= RECORDS FOR THE EXERCISE =
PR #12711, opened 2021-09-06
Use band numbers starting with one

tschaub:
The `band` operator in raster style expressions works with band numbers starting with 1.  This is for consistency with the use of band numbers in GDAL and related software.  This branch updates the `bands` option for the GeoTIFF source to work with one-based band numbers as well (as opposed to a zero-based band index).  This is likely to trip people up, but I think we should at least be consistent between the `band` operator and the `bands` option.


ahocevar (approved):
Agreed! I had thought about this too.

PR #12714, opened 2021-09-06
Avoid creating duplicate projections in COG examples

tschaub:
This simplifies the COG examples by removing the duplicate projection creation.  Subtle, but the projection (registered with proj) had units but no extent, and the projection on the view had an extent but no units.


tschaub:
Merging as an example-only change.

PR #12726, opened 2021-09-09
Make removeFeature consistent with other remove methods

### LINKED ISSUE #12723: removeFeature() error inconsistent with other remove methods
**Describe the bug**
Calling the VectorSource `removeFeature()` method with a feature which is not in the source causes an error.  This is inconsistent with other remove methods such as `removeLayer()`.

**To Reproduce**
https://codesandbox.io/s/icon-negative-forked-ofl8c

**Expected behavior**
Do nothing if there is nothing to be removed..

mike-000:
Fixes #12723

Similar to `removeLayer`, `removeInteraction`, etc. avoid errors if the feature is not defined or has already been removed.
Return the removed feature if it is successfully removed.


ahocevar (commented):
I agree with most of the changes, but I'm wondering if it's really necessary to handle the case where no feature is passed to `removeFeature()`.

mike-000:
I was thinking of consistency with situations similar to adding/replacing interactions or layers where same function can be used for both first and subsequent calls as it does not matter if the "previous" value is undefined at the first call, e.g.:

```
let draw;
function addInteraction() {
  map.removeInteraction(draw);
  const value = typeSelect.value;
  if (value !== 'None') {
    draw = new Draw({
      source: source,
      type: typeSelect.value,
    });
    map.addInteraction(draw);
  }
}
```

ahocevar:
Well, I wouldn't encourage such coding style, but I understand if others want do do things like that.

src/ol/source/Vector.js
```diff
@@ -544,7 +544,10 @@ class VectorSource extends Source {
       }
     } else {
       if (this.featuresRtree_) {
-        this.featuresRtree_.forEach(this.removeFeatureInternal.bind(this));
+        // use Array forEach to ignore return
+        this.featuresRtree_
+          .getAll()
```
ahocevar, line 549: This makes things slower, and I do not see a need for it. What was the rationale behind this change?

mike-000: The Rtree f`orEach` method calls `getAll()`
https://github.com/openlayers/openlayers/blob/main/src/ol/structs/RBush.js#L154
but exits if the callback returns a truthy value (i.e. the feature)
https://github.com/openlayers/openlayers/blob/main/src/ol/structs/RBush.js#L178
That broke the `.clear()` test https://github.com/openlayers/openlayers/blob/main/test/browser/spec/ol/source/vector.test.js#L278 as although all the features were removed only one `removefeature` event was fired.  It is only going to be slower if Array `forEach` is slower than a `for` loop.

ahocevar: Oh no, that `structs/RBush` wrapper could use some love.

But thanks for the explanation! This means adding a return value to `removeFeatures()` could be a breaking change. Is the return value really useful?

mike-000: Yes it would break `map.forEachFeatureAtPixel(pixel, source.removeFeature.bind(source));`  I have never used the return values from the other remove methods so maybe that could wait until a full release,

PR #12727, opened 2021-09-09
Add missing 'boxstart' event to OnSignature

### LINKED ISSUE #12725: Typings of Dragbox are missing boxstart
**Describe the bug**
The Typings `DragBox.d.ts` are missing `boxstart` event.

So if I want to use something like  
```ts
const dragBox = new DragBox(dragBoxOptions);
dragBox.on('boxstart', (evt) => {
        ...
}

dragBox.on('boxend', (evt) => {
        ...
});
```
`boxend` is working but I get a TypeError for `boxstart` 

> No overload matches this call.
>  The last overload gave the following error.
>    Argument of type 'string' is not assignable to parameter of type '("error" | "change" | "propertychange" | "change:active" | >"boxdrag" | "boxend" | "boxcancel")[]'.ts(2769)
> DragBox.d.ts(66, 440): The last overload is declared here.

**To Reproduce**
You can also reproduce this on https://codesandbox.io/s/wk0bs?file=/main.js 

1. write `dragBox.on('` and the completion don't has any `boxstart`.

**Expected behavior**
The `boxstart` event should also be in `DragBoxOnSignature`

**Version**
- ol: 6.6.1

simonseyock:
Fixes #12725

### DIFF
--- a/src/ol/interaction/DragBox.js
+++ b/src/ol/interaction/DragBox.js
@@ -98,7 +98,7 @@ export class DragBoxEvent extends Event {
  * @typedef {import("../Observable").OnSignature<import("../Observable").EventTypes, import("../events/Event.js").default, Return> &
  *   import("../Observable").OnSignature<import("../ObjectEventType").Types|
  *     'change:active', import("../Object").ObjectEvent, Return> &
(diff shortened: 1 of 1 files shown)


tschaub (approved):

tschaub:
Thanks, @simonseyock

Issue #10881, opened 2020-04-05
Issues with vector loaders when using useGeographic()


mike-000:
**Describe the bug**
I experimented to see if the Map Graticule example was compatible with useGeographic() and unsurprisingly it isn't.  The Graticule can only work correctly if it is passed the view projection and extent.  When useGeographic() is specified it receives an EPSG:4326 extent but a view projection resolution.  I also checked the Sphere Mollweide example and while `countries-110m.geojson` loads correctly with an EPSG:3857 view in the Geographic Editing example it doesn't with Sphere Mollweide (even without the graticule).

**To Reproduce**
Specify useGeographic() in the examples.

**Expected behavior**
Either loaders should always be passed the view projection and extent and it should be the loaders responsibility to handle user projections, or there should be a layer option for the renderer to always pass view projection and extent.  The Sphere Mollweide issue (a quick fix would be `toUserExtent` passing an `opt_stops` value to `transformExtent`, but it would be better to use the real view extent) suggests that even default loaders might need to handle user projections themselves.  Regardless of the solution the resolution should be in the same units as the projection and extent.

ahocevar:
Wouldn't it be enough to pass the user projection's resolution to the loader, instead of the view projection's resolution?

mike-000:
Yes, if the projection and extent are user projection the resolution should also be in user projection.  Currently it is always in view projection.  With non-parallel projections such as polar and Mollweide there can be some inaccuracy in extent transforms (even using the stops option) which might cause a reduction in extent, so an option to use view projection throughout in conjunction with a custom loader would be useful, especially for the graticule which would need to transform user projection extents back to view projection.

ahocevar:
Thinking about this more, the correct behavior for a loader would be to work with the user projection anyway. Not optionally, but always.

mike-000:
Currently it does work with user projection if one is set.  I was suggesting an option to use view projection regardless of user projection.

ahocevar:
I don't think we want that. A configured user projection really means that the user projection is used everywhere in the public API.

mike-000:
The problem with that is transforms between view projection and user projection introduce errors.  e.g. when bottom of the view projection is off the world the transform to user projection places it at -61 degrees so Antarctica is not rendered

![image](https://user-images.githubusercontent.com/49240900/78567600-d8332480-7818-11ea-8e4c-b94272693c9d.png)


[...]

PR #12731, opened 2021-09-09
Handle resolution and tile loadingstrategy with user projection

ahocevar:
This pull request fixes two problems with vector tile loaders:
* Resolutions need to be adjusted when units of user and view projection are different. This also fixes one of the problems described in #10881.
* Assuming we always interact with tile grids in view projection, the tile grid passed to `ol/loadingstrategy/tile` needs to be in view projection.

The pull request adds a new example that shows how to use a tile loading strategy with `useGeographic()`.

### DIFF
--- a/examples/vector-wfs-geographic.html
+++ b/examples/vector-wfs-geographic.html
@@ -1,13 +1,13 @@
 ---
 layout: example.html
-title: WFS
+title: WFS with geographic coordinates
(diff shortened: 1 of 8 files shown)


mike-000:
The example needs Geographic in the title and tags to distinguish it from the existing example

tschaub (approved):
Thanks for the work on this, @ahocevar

--

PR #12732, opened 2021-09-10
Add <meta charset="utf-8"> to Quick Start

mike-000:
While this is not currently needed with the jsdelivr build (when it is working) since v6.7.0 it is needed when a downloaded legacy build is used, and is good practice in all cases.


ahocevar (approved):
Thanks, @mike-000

* * *

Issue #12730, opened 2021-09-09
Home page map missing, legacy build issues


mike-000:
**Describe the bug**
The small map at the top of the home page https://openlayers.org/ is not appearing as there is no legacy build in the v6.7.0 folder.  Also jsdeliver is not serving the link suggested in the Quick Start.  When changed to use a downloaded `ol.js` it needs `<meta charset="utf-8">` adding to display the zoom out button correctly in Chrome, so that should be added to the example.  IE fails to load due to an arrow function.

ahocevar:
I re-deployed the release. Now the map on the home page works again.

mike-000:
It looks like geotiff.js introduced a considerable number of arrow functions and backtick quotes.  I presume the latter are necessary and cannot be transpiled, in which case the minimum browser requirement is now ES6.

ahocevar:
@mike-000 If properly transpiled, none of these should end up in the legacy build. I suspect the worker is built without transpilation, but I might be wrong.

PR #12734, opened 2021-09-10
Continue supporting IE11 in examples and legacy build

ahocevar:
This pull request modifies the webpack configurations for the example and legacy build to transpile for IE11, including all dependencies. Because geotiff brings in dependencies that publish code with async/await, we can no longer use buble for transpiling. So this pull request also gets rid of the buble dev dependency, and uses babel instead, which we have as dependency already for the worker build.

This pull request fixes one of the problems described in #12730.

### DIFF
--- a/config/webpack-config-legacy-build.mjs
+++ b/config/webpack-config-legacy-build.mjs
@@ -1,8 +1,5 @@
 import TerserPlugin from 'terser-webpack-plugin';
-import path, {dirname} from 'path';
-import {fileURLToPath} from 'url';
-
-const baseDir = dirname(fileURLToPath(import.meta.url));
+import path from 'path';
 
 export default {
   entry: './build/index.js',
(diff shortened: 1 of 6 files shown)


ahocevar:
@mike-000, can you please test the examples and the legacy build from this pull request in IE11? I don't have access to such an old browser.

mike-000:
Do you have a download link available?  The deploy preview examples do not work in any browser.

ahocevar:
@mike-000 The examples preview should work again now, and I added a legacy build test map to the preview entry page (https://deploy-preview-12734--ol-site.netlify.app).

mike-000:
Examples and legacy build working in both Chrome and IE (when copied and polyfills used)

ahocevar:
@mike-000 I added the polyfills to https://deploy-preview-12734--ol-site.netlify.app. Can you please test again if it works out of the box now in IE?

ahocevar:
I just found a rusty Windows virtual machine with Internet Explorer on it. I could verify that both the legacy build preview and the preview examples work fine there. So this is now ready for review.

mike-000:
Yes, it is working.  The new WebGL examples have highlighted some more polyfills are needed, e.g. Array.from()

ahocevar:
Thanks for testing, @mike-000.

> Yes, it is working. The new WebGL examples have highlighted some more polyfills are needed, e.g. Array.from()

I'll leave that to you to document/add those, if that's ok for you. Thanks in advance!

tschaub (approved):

= YOUR ASSIGNMENT =
For the listing above, say how many lines hold the word "please". Nothing but the number is needed.

= TASK SOLUTION =
2